24 Nov 2021
Using AWS to analyse Elephant Rumbles
Benjamin Ellis - AIMS CDT Student
As part of my second mini project in the AIMS CDT, I investigated the communication of African Elephants. This work was supervised by Andrew Markham and Beth Mortimer.
Elephants generate a wide range of vocalisations to communicate with one another, such as snorts, trumpets and infrasonic rumbles. Since these rumbles are so low frequency, they cannot be heard by the human ear, but can be detected either by microphones or seismometers. Some previous field work  had collected a large array of both seismic and microphone data over a 3-week deployment. The purpose of my project was to build a pipeline to cluster the data and try to derive some insight from that about elephant communication.
I decided to analyse the seismic data for this purpose because rumbles are very clearly visible there. However, even loading the data is quite a problem because there are 135 GB of these rumbles. Computing spectrograms on this much data is quite computationally intensive. Additionally, GPUs are required for running the neural networks in the detector, which detects elephant rumbles, and the clusterer, which clusters the resulting rumbles. I used the GPUs on AWS EC2 g4dn.4xlarge instances to train these networks. I also performed much of the code development on AWS because it was infeasible to run the loader, detector or clusterer locally. By caching the results of subsequent spectrogram computations, and using multiple loading threads, I was able to load this data relatively efficiently, reducing the time per epoch from over 100 hours to 22 minutes. I used contrastive predictive coding  to cluster the rumbles.
Some example clusters for the elephant data are shown below. In the data used here, the rumbles were detected by hand. There are two clear clusters here which correspond to two different seismic stations. This suggests that CPC is separating the two based on some properties of the background noise, or different set-up of the seismometer, rather than some aspect of elephant communication.
This could possibly be addressed by looking at the rumbles that were detected on multiple microphones and trying to predict the same rumble on another microphone. Tighter cropping of the rumbles would also possibly help.
We also tested clustering on some urban noises. The below image shows the clusters generated for the UrbanSound8K dataset.
You can see that while some of the classes, such as dog barks and gun shots, are well separated, others, such as air conditioners, are not convincingly clustered at all. In general the method seems better at clustering shorter sounds. This might be because it uses a fixed look-ahead parameter, which could be adjusted based on the input length.
Although the rumbles did not cluster in the way that was expected, the pipeline to load the data will be reusable in the future, and the clustering method demonstrated that it could easily separate the data. These will both be useful in future work to gain more insight into elephant communication.

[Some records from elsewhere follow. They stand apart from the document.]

PR #1085, opened 2024-01-16
Update to `theme` prop proposal

sndrs:
## What are you changing?

- create one `choiceCardTheme` type
- renames some of the theme munging stuff
- requires a theme to be passed the styles functions (rather than defaulting - let's default in one place)
- adds types the to story to clean up the red squiggles

### DIFF
--- a/libs/@guardian/source-react-components/src/choice-card/ChoiceCard.stories.tsx
+++ b/libs/@guardian/source-react-components/src/choice-card/ChoiceCard.stories.tsx
@@ -1,5 +1,4 @@
-import { palette } from '@guardian/source-foundations';
-import type { Story } from '@storybook/react';
+import type { Meta, StoryFn } from '@storybook/react';
 import { SvgCamera } from '../../vendor/icons/SvgCamera';
 import { ChoiceCard } from './ChoiceCard';
 import type { ChoiceCardProps } from './ChoiceCard';
@@ -18,7 +17,7 @@ const choiceCardThemeDark = {
 	backgroundSelected: palette.neutral[100],
 	backgroundTick: palette.brand[500],
 };
-export default {
+const meta: Meta<typeof ChoiceCard> = {
 	title: 'ChoiceCard',
 	component: ChoiceCard,
 	args: {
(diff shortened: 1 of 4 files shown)


libs/@guardian/source-react-components/src/choice-card/ChoiceCard.stories.tsx
```diff
@@ -82,7 +69,10 @@ IconDefaultTheme.args = {
...
 
-export const DarkTheme = Template.bind({});
-DarkTheme.args = {
-	theme: choiceCardThemeDark,
+export const CustomTheme: StoryFn<ChoiceCardProps> = Template.bind({});
+CustomTheme.args = {
+	theme: {
+		backgroundUnselected: 'black',
+		backgroundSelected: 'hotpink',
+	},
```
oliverabrahams, line 77: is the `theme: choiceCardDark` better if we consider this as part of the documentation for this component. It is the "recommended" way of theming

libs/@guardian/source-react-components/src/choice-card/ChoiceCard.tsx
```diff
@@ -92,30 +102,25 @@ export const ChoiceCard = ({
...
+	const transformOldProviderTheme = (
+		providerTheme: Theme['choiceCard'],
+	): Partial<ChoiceCardTheme> => ({
+		textUnselected: providerTheme?.textLabel,
+		textSelected: providerTheme?.textChecked,
+		borderUnselected: providerTheme?.border,
+		borderSelected: providerTheme?.borderChecked,
+		backgroundSelected: providerTheme?.backgroundChecked,
+		...providerTheme,
+	});
```
oliverabrahams, line 115:
```suggestion
	const transformOldProviderTheme = (
		providerTheme: Theme['choiceCard'],
	): Partial<ChoiceCardTheme> => {
		const transformedTheme: Partial<ChoiceCardTheme> = {};

		if (providerTheme?.textLabel) {
			transformedTheme.textUnselected = providerTheme.textLabel;
		}
		if (providerTheme?.textChecked) {
			transformedTheme.textSelected = providerTheme.textChecked;
		}
		if (providerTheme?.border) {
			transformedTheme.borderUnselected = providerTheme.border;
		}
		if (providerTheme?.borderChecked) {
			transformedTheme.borderSelected = providerTheme.borderChecked;
		}
		if (providerTheme?.backgroundChecked) {
			transformedTheme.backgroundSelected = providerTheme.backgroundChecked;
		}
		return { ...transformedTheme, ...providerTheme };
	};
```

oliverabrahams: This stops these properties from being overwritten by undefined

libs/@guardian/source-react-components/src/choice-card/ChoiceCard.stories.tsx
oliverabrahams: That makes sense. Happy to go with that. I had something similar before, we could change the colours to come from the palette because that may be more how we want the prop used.
```suggestion
CustomTheme.args = {
	theme: {
		backgroundUnselected: palette.neutral[0],
		backgroundSelected: palette.lifestyle[500],
	},
```

oliverabrahams (approved):
LGTM

libs/@guardian/source-react-components/src/choice-card/ChoiceCard.stories.tsx
sndrs: yeah i think we do want that, but part of me felt that because right now you _can_ do the 'wrong' thing, we should have a story that does that, then have it break when we fix it. maybe that's the wrong approach.

but maybe we shoudl fix the types in foundations so you can't?

PR #1090, opened 2024-01-18
ci: Use first-party GitHub Action

akash1810:
## What are you changing?
Replaces a third-party GitHub Action with a first-party[^1] one.

[^1]: See also https://docs.github.com/en/actions/security-guides/security-hardening-for-github-actions#using-third-party-actions.


joecowton1 (approved):
Thanks Akash!

PR #1091, opened 2024-01-19
Fix Storybook type annotations

jamesmockett:
## What are you changing?

- Updates type annotations in Source Storybook stories.

## Why?

- All of the stories have a number of type errors. Whilst these (mostly) don't prevent the stories from running or rendering in Chromatic, the errors create a lot of visual noise in the code editor and can cause confusion when working on them.


joecowton1 (approved):
Nice one James, that's a lot of type annotations! Thanks for sorting this.

PR #1134, opened 2024-01-31
use => in storage for functions

vlkerag:
## What are you changing?

- storage uses `=>` notation

## Why?

This change eliminates the following when moving the cmp into libs:

```ts
// libs/@guardian/libs/src/consent-management-platform/vendorDataManager.test.ts
vendorStorageIds.permutive.localStorage.forEach((name) => {
	expect(storage.local.remove).toHaveBeenCalledWith(name);
});
```

leads to the following type error that will be eliminated by this PR:

```
@typescript-eslint/no-unsafe-return
         88:11  error  Avoid referencing unbound methods which may cause unintentional scoping of `this`.
       If your function does not access `this`, you can annotate it with `this: void`, or consider using an arrow function instead 
```

### DIFF
--- a/.changeset/unlucky-toes-argue.md
+++ b/.changeset/unlucky-toes-argue.md
@@ -1,0 +1,5 @@
+---
+"@guardian/libs": patch
+---
+
+use `=>` to always bind storage methods to their parent scope
--- a/.changeset/unlucky-toes-argue.md
+++ b/.changeset/unlucky-toes-argue.md
@@ -1,5 +1,5 @@
 ---
-"@guardian/libs": patch
+'@guardian/libs': patch
 ---
 
 use `=>` to always bind storage methods to their parent scope
--- a/libs/@guardian/libs/src/storage/storage.ts
+++ b/libs/@guardian/libs/src/storage/storage.ts
@@ -20,9 +20,7 @@ class StorageFactory {
 	/**
 	 * Check whether storage is available.
 	 */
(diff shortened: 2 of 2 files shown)


mxdvl:
I think the ESLint rule that it breaks is [`unbound-method`](https://typescript-eslint.io/rules/unbound-method/) rather that `no-unsafe-return`. 

Should we consider whether to add this to `@guardian/typescript-eslint` instead?

sndrs:
> I think the ESLint rule that it breaks is [`unbound-method`](https://typescript-eslint.io/rules/unbound-method/) rather that `no-unsafe-return`.
> 
> Should we consider whether to add this to `@guardian/typescript-eslint` instead?

In theory, we should be:

https://github.com/guardian/csnx/blob/afdcd6003c5ec13ce45ed0f6362693f0f1d10845/libs/%40guardian/eslint-config-typescript/index.js#L13

that config name has changed https://typescript-eslint.io/linting/configs/#recommended-configurations but [it should still apply](https://typescript-eslint.io/blog/announcing-typescript-eslint-v6/#reworked-configuration-names:~:text=recommended%2Drequiring%2Dtype%2Dchecking%20is%20now%20an%20alias%20for%20recommended%2Dtype%2Dchecked.%20The%20alias%20will%20be%20removed%20in%20a%20future%20major%20version.)

sndrs (approved):

PR #1147, opened 2024-02-01
Add `theme` prop support to Radio buttons

jamesmockett:
## What are you changing?

- Adds support for `theme` prop and updated theme format, deprecating use of existing themes and `ThemeProvider`.
- Theming has been added to the `Radio` and `RadioGroup` components.
- The `transformOldProviderTheme` method that translates existing themes to the new format has been moved to the `theme` module so that it can be used by both components without having to duplicate the code.

## Additional information

Brand themed Radio groups currently have an incorrectly coloured label as the `Legend` component has not yet been updated with `theme` prop support.


oliverabrahams (approved):
LGTM

PR #1155, opened 2024-02-05
Add `theme` prop to Icons

oliverabrahams:
## What are you changing?

- Added new theming to Icons

## Why?

-


mxdvl (commented):
Am I correct in thinking that only monochrome icons can be themed?

oliverabrahams:
> Am I correct in thinking that only monochrome icons can be themed?

Yes, I think that makes sense. What do you think?

mxdvl:
> > Am I correct in thinking that only monochrome icons can be themed?
> 
> Yes, I think that makes sense. What do you think?

I think that enabling polychromatic icons to be styled is going to be a much larger endeavour that is best tackled only if consumers demand it.

libs/@guardian/source-react-components/src/icons/Icons.stories.tsx
```diff
@@ -327,19 +331,6 @@ MediumIconsBrandTheme.parameters = {
 		default: 'brandBackground.primary',
 	},
 };
-MediumIconsBrandTheme.decorators = [
```
jamesmockett, line 330: Glad to see these style overrides removed and replaced with a supported method so we're not encouraging people to do the wrong thing 🙈

jamesmockett (approved):
Nice work 🚀

PR #1163, opened 2024-02-06
Add generic theme merging function

jamesmockett:
## What are you changing?

- Adds generic `mergeThemes` function to merge values from new default themes, deprecated `ThemeProvider` themes and theme overrides, optionally passing `ThemeProvider` themes through a transform function to map old token names to new ones.

## Why?

- This logic is duplicated in every component now to support the new `theme` prop alongside the now deprecated `ThemeProvider` themes. Having it in a central place will make removal of the deprecated themes and transform functions simpler.


oliverabrahams (approved):
Funny how this is the same number of lines. It is much better with the tests and the generic function 💯

PR #1177, opened 2024-02-07
Add `theme` prop support to Text Area 

jamesmockett:
## What are you changing?

- Adds support for theming via `theme` prop to `TextArea` component.
- This component does not have any existing support for theming via `ThemeProvider`.

### DIFF
--- a/libs/@guardian/source-react-components/src/text-area/TextArea.tsx
+++ b/libs/@guardian/source-react-components/src/text-area/TextArea.tsx
@@ -15,6 +15,7 @@ import {
 	widthFluid,
 } from './styles';
 import { InputSize } from '../@types/InputSize';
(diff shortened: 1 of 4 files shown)


libs/@guardian/source-react-components/src/text-area/TextArea.tsx
```diff
@@ -98,27 +104,37 @@ export const TextArea = ({
 
 		return undefined;
 	};
+	const mergedTheme = { ...themeTextArea, ...theme };
```
jamesmockett, line 107: This component doesn't have any existing support for `ThemeProvider` theming so there's no need to use the shared `mergeThemes` method here.

oliverabrahams: Nice! yea this is what i need to do with the Icons also

PR #1178, opened 2024-02-07
Add canary release workflow 🐥

sndrs:
## What are you changing?

Adds a canary release option to PRs.

## Why?

So we can test packages in external consumer codebases (@guardian/transparency-consent do this a lot, so it's needed for #1128).

## How does it work?

It is based heavily on similar workflows in https://github.com/guardian/commercial/pull/797 and https://github.com/guardian/consent-management-platform/pull/849 (but with some slight differences):

1. adding the `🐥 Canaries` label to a PR will trigger the release of canary versions of all packages with waiting changesets[^1]
2. while the label is present, pushing changes to the PR head branch will also release a new set of canaries (so you don't have to remove and add it continually)
3. removing the label will stop new releases (until you add it back)

## Demo

You can see it running on this PR from https://github.com/guardian/csnx/pull/1178#event-11736477830 onwards.

[^1]: This is maybe not expected, but also it's not obvious how you'd get round this. How do you know which package with unreleased changes the user wants to test? It feels like overkill but I think it kind of makes sense.

### DIFF
--- a/.changeset/nice-walls-eat.md
+++ b/.changeset/nice-walls-eat.md
@@ -1,5 +1,0 @@
----
-'@guardian/libs': patch
----
-
-noop to test canary release workflow
--- a/.changeset/nice-walls-eat.md
+++ b/.changeset/nice-walls-eat.md
@@ -1,0 +1,5 @@
+---
+'@guardian/libs': patch
+---
+
+noop to test canary release workflow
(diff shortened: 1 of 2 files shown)


joecowton1 (approved):
nice work!

sndrs:
currently this adds all releases to git, its possible this may change https://github.com/changesets/action/issues/141 (which would be great)

PR #1184, opened 2024-02-08
Rationalise workflows a little

sndrs:
## What are you changing?

- moves the changesets and node/pnpm setup stuff to a new action
- makes sure storybook and packages are only published from `main` if CI succeeds

## Why?

- make it easier to read actions, and keep things in sync
- we shouldn't be releasing anything if `main` fails


oliverabrahams (approved):
Looks good

PR #1189, opened 2024-02-08
Move chromatic into a reusable workflow

sndrs:
## What are you changing?

- pulls chromatic into a reusable workflow
- uses it:
  - following a successful run of validate in CI
    - after a push to `main`
    - on PRs with the `run_chromatic` label
    - on PR from dependabot or changesets release bot
  - when a `run_chromatic` label is added to a PR  

## Why?

this should maintain the same level of chromatic coverage, but detaches CI from the labelling trigger in PRs


oliverabrahams (approved):
Looks good!

PR #1199, opened 2024-02-14
Display a file limit warning where applicable

abeddow91:
## What are you changing?
Adds a file limit warning underneath the supporting text on file input if a max file size has been provided.

## Why?
If there is a file size limit, this should be shown to the user before they try and upload a file. 

Screenshot 2024-02-14 at 10 53 51

### DIFF
--- a/libs/@guardian/source-react-components-development-kitchen/src/file-input/FileInput.stories.tsx
+++ b/libs/@guardian/source-react-components-development-kitchen/src/file-input/FileInput.stories.tsx
@@ -63,12 +63,7 @@ export const FileTypeValidation: StoryFn<typeof FileInput> = () => {
 
 export const FileSizeValidation: StoryFn<typeof FileInput> = () => {
 	return (
-		<FileInput
-			id="file-input"
-			label="Upload a file"
-			supporting="Only supports very very small images"
-			maxFileSize={1}
-		/>
+		<FileInput id="file-input" label="Upload a file" maxFileSize={5_000_000} />
 	);
 };
 
--- a/libs/@guardian/source-react-components-development-kitchen/src/file-input/FileInput.tsx
+++ b/libs/@guardian/source-react-components-development-kitchen/src/file-input/FileInput.tsx
@@ -9,6 +9,7 @@ import {
 	fileName as fileNameStyle,
 	fontSizes,
 	uploadSizes,
+	warningText,
 } from './styles';
 import type { Theme } from './theme';
 import type { FileInputProps } from './types';
@@ -87,6 +88,13 @@ export const FileInput: FC<FileInputProps> = ({
 				hideLabel={hideLabel}
 				cssOverrides={fontSizes[size]}
 			>
+				{maxFileSize && (
+					<p css={(theme: Theme) => warningText(theme.fileInput)}>
+						Please note, the maximum file size is{' '}
+						{getReadableFileSize(maxFileSize)}.
+					</p>
+				)}
+
 				{!!errorText && <InlineError>{errorText}</InlineError>}
 				<div
 					css={[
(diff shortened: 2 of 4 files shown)


libs/@guardian/source-react-components-development-kitchen/src/file-input/FileInput.tsx
```diff
@@ -12,6 +12,7 @@ import {
 } from './styles';
 import type { Theme } from './theme';
 import type { FileInputProps } from './types';
+import { SupportingText } from 'libs/@guardian/source-react-components/src/label/SupportingText';
```
mxdvl, line 15: I think this import is incorrect:

```suggestion
import { SupportingText } from '@guardian/source-react-components/src/label/SupportingText';
```

.changeset/twenty-panthers-run.md
```diff
@@ -0,0 +1,5 @@
+---
+'@guardian/source-react-components-development-kitchen': minor
```
mxdvl, line 2: I think this should be `major` as it can have a visual impact for consumers of the package.

libs/@guardian/source-react-components-development-kitchen/src/file-input/FileInput.stories.tsx
```diff
@@ -63,12 +63,7 @@ export const FileTypeValidation: StoryFn<typeof FileInput> = () => {
 
 export const FileSizeValidation: StoryFn<typeof FileInput> = () => {
 	return (
-		<FileInput
-			id="file-input"
-			label="Upload a file"
-			supporting="Only supports very very small images"
-			maxFileSize={1}
-		/>
+		<FileInput id="file-input" label="Upload a file" maxFileSize={5_000_000} />
```
mxdvl, line 66: Why override the existing story and not create a distinct one?

libs/@guardian/source-react-components-development-kitchen/src/file-input/FileInput.tsx
```diff
@@ -87,6 +88,13 @@ export const FileInput: FC<FileInputProps> = ({
 				hideLabel={hideLabel}
 				cssOverrides={fontSizes[size]}
 			>
+				{maxFileSize && (
+					<SupportingText>
+						Please note, the maximum file size is{' '}
+						{getReadableFileSize(maxFileSize)}.
+					</SupportingText>
+				)}
```
mxdvl, line 96: Do we still want to show this if there’s an error? It might feel quite redundant…

libs/@guardian/source-react-components-development-kitchen/src/file-input/FileInput.stories.tsx
abeddow91: The two stories wouldn't be distinct, they'd be the same here as both variants occur from a max file size being provided so an additional test would be a duplicate. I've removed the supporting text as it is redundant with the new warning message.

libs/@guardian/source-react-components-development-kitchen/src/file-input/FileInput.tsx
abeddow91: Hmm i'm not sure. There is one error which relates to the max file size but others don't relate and are separate to this message.

libs/@guardian/source-react-components-development-kitchen/src/file-input/FileInput.tsx
abeddow91: Yeah i thought the same but interestingly removing `libs/` results in this error https://github.com/guardian/csnx/actions/runs/7904047399/job/21573404262?pr=1199#step:5:370

mxdvl (approved):

PR #1232, opened 2024-02-26
testing turbosnap

oliverabrahams:
## What are you changing?

- Testing turbosnap. 

## Why?

- There is a new buildDir prop but it doesn't seem to fix the issues we have been having


sndrs (approved):
🤞 great digging

PR #1927, opened 2025-02-05
Support Ophan data- attributes in Source

SiAdcock:
## What are you changing?

- Add support for the data-link-name  attribute in Source Buttons and Link components
- Add support for the data-component attribute in all Source components 

## Why?

We use Ophan to track clicks on and renders of many of our components in our applications. This change adds first class support of Ophan tracking to Source components. Passing values for these new props to the components allows Ophan's Tracker JS to identify and track these components. These props are optional – nothing happens if the props are omitted.

### DIFF
--- a/.changeset/lucky-nails-swim.md
+++ b/.changeset/lucky-nails-swim.md
@@ -1,0 +1,5 @@
+---
+"@guardian/source": minor
+---
+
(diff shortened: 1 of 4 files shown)


SiAdcock:
Ignore me, this is already possible because these components accept all valid html attributes, including data-* attributes

PR #1929, opened 2025-02-06
Fix for crossword android keyboard

oliverabrahams:
## What are you changing?

- Making the input type: `insertCompositionText` also input on the crossword - https://w3c.github.io/input-events/#input-event-order-during-composition

## Why?

currently not working on Android


jamesmockett (approved):
⌨️

PR #1935, opened 2025-02-10
Add Ophan tracking to crossword

jamesmockett:
## What are you changing?

Add `data-link-name` attributes to crossword controls so that interaction is captured in Ophan

### DIFF
--- a/libs/@guardian/react-crossword/src/components/AnagramHelper.tsx
+++ b/libs/@guardian/react-crossword/src/components/AnagramHelper.tsx
@@ -83,6 +83,7 @@ export const AnagramHelper = () => {
 				min-height: fit-content;
 				z-index: 2;
 			`}
+			data-link-name="Anagram Helper"
 		>
 			<div
 				css={css`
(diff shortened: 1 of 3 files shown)


SiAdcock (approved):
This LGTM thanks @jamesmockett 👍 Have you tested in DCR to make sure the Ophan events are firing correctly, or are we testing that in PROD?

jamesmockett:
> Have you tested in DCR to make sure the Ophan events are firing correctly, or are we testing that in PROD?

I'll make a canary release from this branch and test in DCR before merging.

There's one button that doesn't currently have any tracking as the anagram helper UI is subtly different. In the new version you have to click _Start_ after entering the letters:

Screenshot 2025-02-11 at 11 54 57

In the existing version you click _Shuffle_:

Screenshot 2025-02-11 at 11 54 27

It might make sense for the _Start_ button to have the same tracking ID as the _Shuffle_ button as it effectively performs the initial shuffle?

SiAdcock:
> It might make sense for the Start button to have the same tracking ID as the Shuffle button as it effectively performs the initial shuffle?

Yeah I think that's reasonable. I don't expect much risk of data loss, nobody is actively keeping track of the usefulness of the anagram helper.

oliverabrahams (approved):

PR #1936, opened 2025-02-10
Revert "Use specific corepack version"

andrewHEguardian:
Testing if we still need this specific version specified


andrewHEguardian:
image
Yes, still required

PR #1938, opened 2025-02-11
Fixing issue with re rendering using local storage

oliverabrahams:
## What are you changing?

- Adding a new progress state which uses react state to trigger rerenders

## Why?

- 	The localStorage state (managed by useLocalStorageState) does not use React state
	so updates to it do not always trigger a re-render - this behavior is particularly noticeable in Preact.
	To ensure the UI is kept up-to-date, we maintain a separate React state (`progress`) that mirrors
	the localStorage state and forces the necessary re-renders.


jamesmockett (approved):
Nice work 👏

PR #1939, opened 2025-02-12
Add Prebid adaptors to vendor ID list

cemms1:
## What are you changing?

- Adds individual Prebid adaptors to the vendor list so that we can use them in the `getConsentFor` function

## Why?

- We want to start checking consent for each Prebid adaptor individually rather than letting them handle the consent themselves. Adding each Prebid adaptor to the vendor list allows us to only allow interactions with the bidders when consent is explicitly granted for a vendor rather than relying on a global Prebid custom vendor and hoping each adaptor manages consent appropriately.

### DIFF
--- a/.changeset/olive-bobcats-grab.md
+++ b/.changeset/olive-bobcats-grab.md
@@ -2,4 +2,4 @@
 '@guardian/libs': minor
 ---
 
-Add Prebid adaptors to TCF vendor ID list
+Add Prebid adaptors to CMP TCF vendor ID list


theemilyturner:
Could you please update ix to index exchange, and also confirm the full name of ttd as I can't see what vendor that one is?

theemilyturner:
According to Charlie Vicente, Triple Lift, Inc should only be active in AU and US.

Amouzle:
> According to Charlie Vicente, Triple Lift, Inc should only be active in AU and US.

Oh yes! That was my bad. Thanks!!

Jakeii (approved):
If Alex is happy I'm happy!

andrewHEguardian (approved):

.changeset/olive-bobcats-grab.md
```diff
@@ -0,0 +1,5 @@
+---
+'@guardian/libs': minor
+---
+
+Add Prebid adaptors to TCF vendor ID list
```
andrewHEguardian, line 5: You could add that this is a CMP specific change to the changelog

andrewHEguardian: Yes, sorry for the confusion I did mean this changeset 👍

PR #1940, opened 2025-02-12
Update `@guardian/libs` instructions for linking

cemms1:
## What are you changing?

- Updates the paths in the commands for linking and unlinking in the `@guardian/libs` README file

## Why?

- I found the original commands didn't work for me - though that could just have been due to differences between `pnpm link` and `npm link`?


oliverabrahams (approved):
Nice spot!

PR #1941, opened 2025-02-12
Add check to cell and a display to show if the cell is correct 

oliverabrahams:
## What are you changing?

- Adding a slash through checked letters that are incorrect.
- Adding a label to incorrect letters to make it clear to screen reader users which letters are incorrect.

Screenshot 2025-02-12 at 11 34 19

## Why?

- Screen reader users need to also know which letters are incorrect. 
- It is not accessible to have letters just be removed from the grid - it makes some sense visually but not to screen reader users.


jamesmockett (approved):
Nice. This makes sense visually and for screenreader users 👏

 Michael Reinwald, Ben Moseley, Alexandre Szenicer, Tarje Nissen-Meyer, Sandy Oduor, Fritz Vollrath, Andrew Markham and Beth Mortimer. 2021 Seismic localization of elephant rumbles as a monitoring approach. J. R. Soc. Interface. 18. 20210264. http://doi.org/10.1098/rsif.2021.0264
 Aaron van den Oord, Yazhe Li, and Oriol Vinyals. Representation learning with contrastive predictive coding, 2019.